TO DO: Search the data for the string "tree" and extract every line where it appears.

** GIVEN DATA follows **

PR #99077, opened 2025-11-07
drivers: digipot: add generic interface and AD528x driver support

jocelynmass:
This patch introduces a generic digital potentiometer (digipot) driver interface in Zephyr along with an implementation for the Analog Devices AD528x series.

Key changes:
	•	Added a digipot driver API to provide a unified interface for controlling digital potentiometers.
	•	Implemented support for AD5280 and AD5282 devices, including RDAC read/write operations over I2C.
	•	Added Kconfig and device tree bindings to configure and instantiate AD528x devices.
	•	Provides basic initialization, wiper position set/get functions, and integration with Zephyr’s device model.

This enables Zephyr applications to use digital potentiometers in a standardized way, making it easier to add support for additional digipot devices in the future.

Tested on:
	•	STM32 platform using I2C devices configured via device tree.


carlescufi:
Hi @jocelynmass. Thanks for your contribution. Since this introduces a new API, it needs to go through the Architecture WG meeting. Agendas are emailed to the [devel@ mailing list](https://lists.zephyrproject.org/g/devel/messages), and additional details can be found here:
https://github.com/zephyrproject-rtos/zephyr/wiki/Architecture-Working-Group

include/zephyr/drivers/digipot.h
```diff
@@ -0,0 +1,134 @@
...
+/**
+ * @brief Shutdown the digipot wiper channel
+ *
+ * @param dev Pointer to the digipot device
+ * @param channel digipot RDAC channel
+ *
+ * @retval 0 if successful
+ * @retval < 0 if setting wiper failed
+ */
+static inline int digipot_shutdown(const struct device *dev, uint8_t channel)
```
henrikbrixandersen: I am not sure if "shutdown" is a commonly supported operation on digital potentiometers? What is the intention?

include/zephyr/drivers/digipot.h
```diff
@@ -0,0 +1,134 @@
...
+ * @brief Set the digipot wiper position
+ *
+ * @param dev Pointer to the digipot device
+ * @param channel digipot RDAC channel
+ * @param pos digipot wiper position
+ *
+ * @retval 0 if successful
+ * @retval < 0 if setting wiper failed
+ */
+static inline int digipot_set_wiper(const struct device *dev, uint8_t channel, uint16_t pos)
```
henrikbrixandersen: Many digital potentiometers only support "stepping" the wiper in either direction. While this API can be emulated by resetting the wiper during driver initialisation and keeping an internal position count, I wonder if this API is generic - or too specific to this particular device?

include/zephyr/drivers/digipot.h
```diff
@@ -0,0 +1,134 @@
...
+ * @brief Get the digipot wiper position
+ *
+ * @param dev Pointer to the digipot device
+ * @param channel digipot RDAC channel
+ * @param pos digipot wiper position
+ *
+ * @retval 0 if successful
+ * @retval < 0 if setting wiper failed
+ */
+static inline int digipot_get_wiper(const struct device *dev, uint8_t channel, uint16_t *pos)
```
henrikbrixandersen: Same comment as above re: stepping vs. absolute positions.

henrikbrixandersen (commented):
Perhaps we don't need to include `_wiper` in all of these API function names? What other operations do you foresee on a digital potentiometer that do not operate on the wiper?

henrikbrixandersen (changes requested):
See comments above.

carlescufi:
> Thanks for the heads up. Unfortunately, I have a conflict at that time today. I’ll watch the recording.

@jocelynmass unfortunately we did not have the time to cover this topic today, so I will schedule it for next Tuesday.

include/zephyr/drivers/digipot.h
jocelynmass: Thanks for the comment. 
Most commonly used digital potentiometers (AD5282, MCP41xxx, MCP4251, AD525x, DS3502, etc.) support absolute wiper positioning and readback, so I chose an API that exposes the absolute set/get operations directly.
You're right that a subset of devices only provide relative increment/decrement commands. These devices could still be supported by resetting the wiper at init and maintaining an internal software position, but that might not be ideal for all drivers.
If we later need to support purely step-based digipots, we can extend the API with optional `step_up()` / step_down()` operations, or add a capability flag.
For now, the absolute API matches the majority of hardware and keeps the common use case clean.

include/zephyr/drivers/digipot.h
jocelynmass: Good question, you're right that "shutdown" is not universally supported across all digital potentiometers.
Some digipot families (e.g. Microchip MCP41xxx/42xxx and a few ADI parts) expose a hardware shutdown or Hi-Z mode, with the goal of reducing the power consumption.
I included the shutdown API because several commonly used devices support it, but I'm fine making it optional or capability-based if that makes the API more generic. We could add a feature flag (e.g. DIGIPOT_CAP_SHUTDOWN)
or remove shutdown entirely if it's considered too device-specific.
Let me know what direction you'd prefer, I can update the API accordingly.

matt-wood-ct:
Have you had any thoughts on my request for NV digipot coverage?
I'd be keen to see some way to store and recall the NV value separate from the volatile value

jocelynmass:
> MCP41U83

My apologies for not addressing your question earlier. I chose to wait for the outcome of the architecture meeting before adding further API functions, to ensure that the design evolves consistently with the broader feedback.

jocelynmass:
> Also, @jocelynmass could you sign-off-by your commits please? See [our commit message guidelines](https://docs.zephyrproject.org/latest/contribute/guidelines.html#commit-message-guidelines) to find out how to format your commit messages, and at [our contribution workflow](https://docs.zephyrproject.org/latest/contribute/guidelines.html#contribution-workflow) to understand how to update your Pull Request.

Unfortunately, I’m unable to attend the meeting as I have recurring conflicts during the Architecture call times.
I have updated the branch accordingly and added signed-off-by tags to all commits.

include/zephyr/drivers/digipot.h
henrikbrixandersen: Not sure what data you have backing up that these are among the most commonly used digital potentiometers, but there's also a different type of digital potentiometer on the market, which is simply controlled via discrete signals (e.g. https://www.analog.com/en/products/max5455.html).

I think it is worth to design an API which caters for both. For the latter type, resetting the wiper position is often not an option, as they can be pre-positioned during calibration etc.

include/zephyr/drivers/digipot.h
henrikbrixandersen: > ... with the goal of reducing the power consumption.

This sounds more like this specific driver should implement power management support?

include/zephyr/drivers/digipot.h
jocelynmass: My initial focus was on serial-controlled digipots (i2c/spi), which are also the only type integrated with linux. 
If the intent is for this API to cover both absolute-position and step-only devices, I can add optional step_up() / step_down() functions.

henrikbrixandersen: Okay, let's try without the step APIs for now and go with absolute wiper position APIs.

mbolivar (changes requested):
Please squash your fixup commit as needed

include/zephyr/drivers/digipot.h
jocelynmass: You’re right, I’m still getting familiar with Zephyr and its overall architecture. After reviewing the documentation, this approach makes complete sense. I’ll remove the shutdown API from the digipot driver for now and plan to add proper power management support in a follow-up PR.

henrikbrixandersen:
> Got it, I will change this later today

@jocelynmass Will you be returning to this?

jocelynmass:
> > Got it, I will change this later today
> 
> @jocelynmass Will you be returning to this?

Sorry for the delay, I got sidetracked with other stuff. I’m planning to finish the changes before the end of this week.

drivers/digipot/Kconfig.ad528x
```diff
@@ -0,0 +1,13 @@
...
+# SPDX-License-Identifier: Apache-2.0
+
+config DIGIPOT_AD528X
+	bool "Analog Devices AD528x digipot driver"
+	default y
+	select I2C
+	depends on DT_HAS_ADI_AD5280_ENABLED \
+		|| DT_HAS_ADI_AD5282_ENABLED
+	help
+	  Enable the driver for the Analog Devices AD528x digipot
```
ttmut, line 13:
```suggestion
	  Enable the driver for the Analog Devices AD528x digipot

```
Missing newline?

drivers/digipot/digipot_ad528x.c
```diff
@@ -0,0 +1,155 @@
...
+DT_INST_FOREACH_STATUS_OKAY(INST_AD5280)
+#endif
+#undef DT_DRV_COMPAT
+
+/* Instantiate for AD5282 compatibles (if any) */
+#define DT_DRV_COMPAT adi_ad5282
+#if DT_HAS_COMPAT_STATUS_OKAY(DT_DRV_COMPAT)
+DT_INST_FOREACH_STATUS_OKAY(INST_AD5282)
+#endif
+#undef DT_DRV_COMPAT
```
ttmut, line 155:
```suggestion
#undef DT_DRV_COMPAT

```
Missing newline.

drivers/digipot/digipot_ad528x.c
```diff
@@ -0,0 +1,155 @@
...
+ * Copyright (c) 2025 Jocelyn Masserot <jocemass@gmail.com>
+ *
+ * SPDX-License-Identifier: Apache-2.0
+ */
+
+#include <stdint.h>
+#include <zephyr/kernel.h>
+#include <zephyr/drivers/i2c.h>
+#include <zephyr/drivers/digipot.h>
+#include <zephyr/logging/log.h>
```
ttmut, line 11:
```suggestion
```
I guess this can be removed since the driver does not use any logging utilities.

drivers/digipot/digipot_ad528x.c
```diff
@@ -0,0 +1,155 @@
...
+
+
+#define AD528X_RDAC_SELECT(x)	FIELD_PREP(BIT(7), x)
+#define AD528X_RDAC_RESET		BIT(6)
+#define AD528X_RDAC_SHUTDN		BIT(5)
+#define AD528X_RDAC_POS_NB		256
```
ttmut, line 17:
```suggestion
#define AD528X_RDAC_SELECT(x) FIELD_PREP(BIT(7), x)
#define AD528X_RDAC_RESET     BIT(6)
#define AD528X_RDAC_SHUTDN    BIT(5)
#define AD528X_RDAC_POS_NB    256
```

drivers/digipot/digipot_ad528x.c
```diff
@@ -0,0 +1,155 @@
...
+/* Helper that instantiates a driver for AD5282 (2 RDACs) */
+#define INST_AD5282(index)												\
+	static const struct ad528x_config config_ad5282_##index = {			\
+		.bus = I2C_DT_SPEC_INST_GET(index),								\
+		.rdac_nb = 2,													\
+	};																	\
+	DEVICE_DT_INST_DEFINE(index, ad528x_init, NULL, NULL,				\
+							&config_ad5282_##index,						\
+							POST_KERNEL, CONFIG_DIGIPOT_INIT_PRIORITY,	\
+							&ad528x_driver_api);
```
ttmut, line 141:
```suggestion
/* Helper that instantiates a driver for AD5280 (1 RDAC) */
#define INST_AD5280(index)                                                                         \
	static const struct ad528x_config config_ad5280_##index = {                                \
		.bus = I2C_DT_SPEC_INST_GET(index),                                                \
		.rdac_nb = 1,                                                                      \
	};                                                                                         \
	DEVICE_DT_INST_DEFINE(index, ad528x_init, NULL, NULL, &config_ad5280_##index, POST_KERNEL, \
			      CONFIG_DIGIPOT_INIT_PRIORITY, &ad528x_driver_api);

/* Helper that instantiates a driver for AD5282 (2 RDACs) */
#define INST_AD5282(index)                                                                         \
	static const struct ad528x_config config_ad5282_##index = {                                \
		.bus = I2C_DT_SPEC_INST_GET(index),                                                \
		.rdac_nb = 2,                                                                      \
	};                                                                                         \
	DEVICE_DT_INST_DEFINE(index, ad528x_init, NULL, NULL, &config_ad5282_##index, POST_KERNEL, \
			      CONFIG_DIGIPOT_INIT_PRIORITY, &ad528x_driver_api);
```
Not a dealbreaker but the escape characters look a bit disorganized.

include/zephyr/drivers/digipot.h
```diff
@@ -0,0 +1,109 @@
...
+ * @param channel digipot RDAC channel
+ * @param pos digipot wiper position
+ *
+ * @retval 0 if successful
+ * @retval < 0 if setting wiper failed
+ */
+static inline int digipot_set(const struct device *dev, uint8_t channel, uint16_t pos)
+{
+    const struct digipot_driver_api *api = (const struct digipot_driver_api *)dev->api;
+    return api->set_position(dev, channel, pos);
```
ttmut, line 71:
```suggestion
	return DEVICE_API_GET(digipot, dev)->set_position(dev, channel, pos);
```

include/zephyr/drivers/digipot.h
```diff
@@ -0,0 +1,109 @@
...
+ * @param channel digipot RDAC channel
+ * @param pos digipot wiper position
+ *
+ * @retval 0 if successful
+ * @retval < 0 if setting wiper failed
+ */
+static inline int digipot_get(const struct device *dev, uint8_t channel, uint16_t *pos)
+{
+    const struct digipot_driver_api *api = (const struct digipot_driver_api *)dev->api;
+    return api->get_position(dev, channel, pos);
```
ttmut, line 87:
```suggestion
	return DEVICE_API_GET(digipot, dev)->get_position(dev, channel, pos);
```

include/zephyr/drivers/digipot.h
```diff
@@ -0,0 +1,109 @@
...
+ * @param dev Pointer to the digipot device
+ * @param channel digipot RDAC channel
+ *
+ * @retval 0 if successful
+ * @retval < 0 if setting wiper failed
+ */
+static inline int digipot_reset(const struct device *dev, uint8_t channel)
+{
+    const struct digipot_driver_api *api = (const struct digipot_driver_api *)dev->api;
+    return api->reset_position(dev, channel);
```
ttmut, line 102:
```suggestion
	return DEVICE_API_GET(digipot, dev)->reset_position(dev, channel);
```

drivers/digipot/digipot_ad528x.c
```diff
@@ -0,0 +1,155 @@
...
+
+	return ad528x_write(dev, cmd, position);
+}
+
+static int ad528x_wiper_get(const struct device *dev, uint8_t channel, uint16_t *position)
+{
+	const struct ad528x_config *config = dev->config;
+	uint8_t cmd = 0;
+
+	if (channel > (config->rdac_nb-1)) {
```
ttmut, line 80:
```suggestion
	if (channel > (config->rdac_nb - 1)) {
```

drivers/digipot/digipot_ad528x.c
```diff
@@ -0,0 +1,155 @@
...
+
+	return ad528x_read(dev, cmd, position);
+}
+
+static int ad528x_wiper_reset(const struct device *dev, uint8_t channel)
+{
+	const struct ad528x_config *config = dev->config;
+	uint8_t cmd = 0;
+
+	if (channel > (config->rdac_nb-1)) {
```
ttmut, line 94:
```suggestion
	if (channel > (config->rdac_nb - 1)) {
```

ttmut (changes requested):
Adding a few comments. Thanks!

mbolivar (approved):
+1 for the DT bindings only, did not review the rest.

drivers/digipot/digipot_ad528x.c
ttmut: Ok, maybe it is a rendering issue.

** End of GIVEN DATA **

EXERCISE OUTPUT:
	•	Added Kconfig and device tree bindings to configure and instantiate AD528x devices.
	•	STM32 platform using I2C devices configured via device tree.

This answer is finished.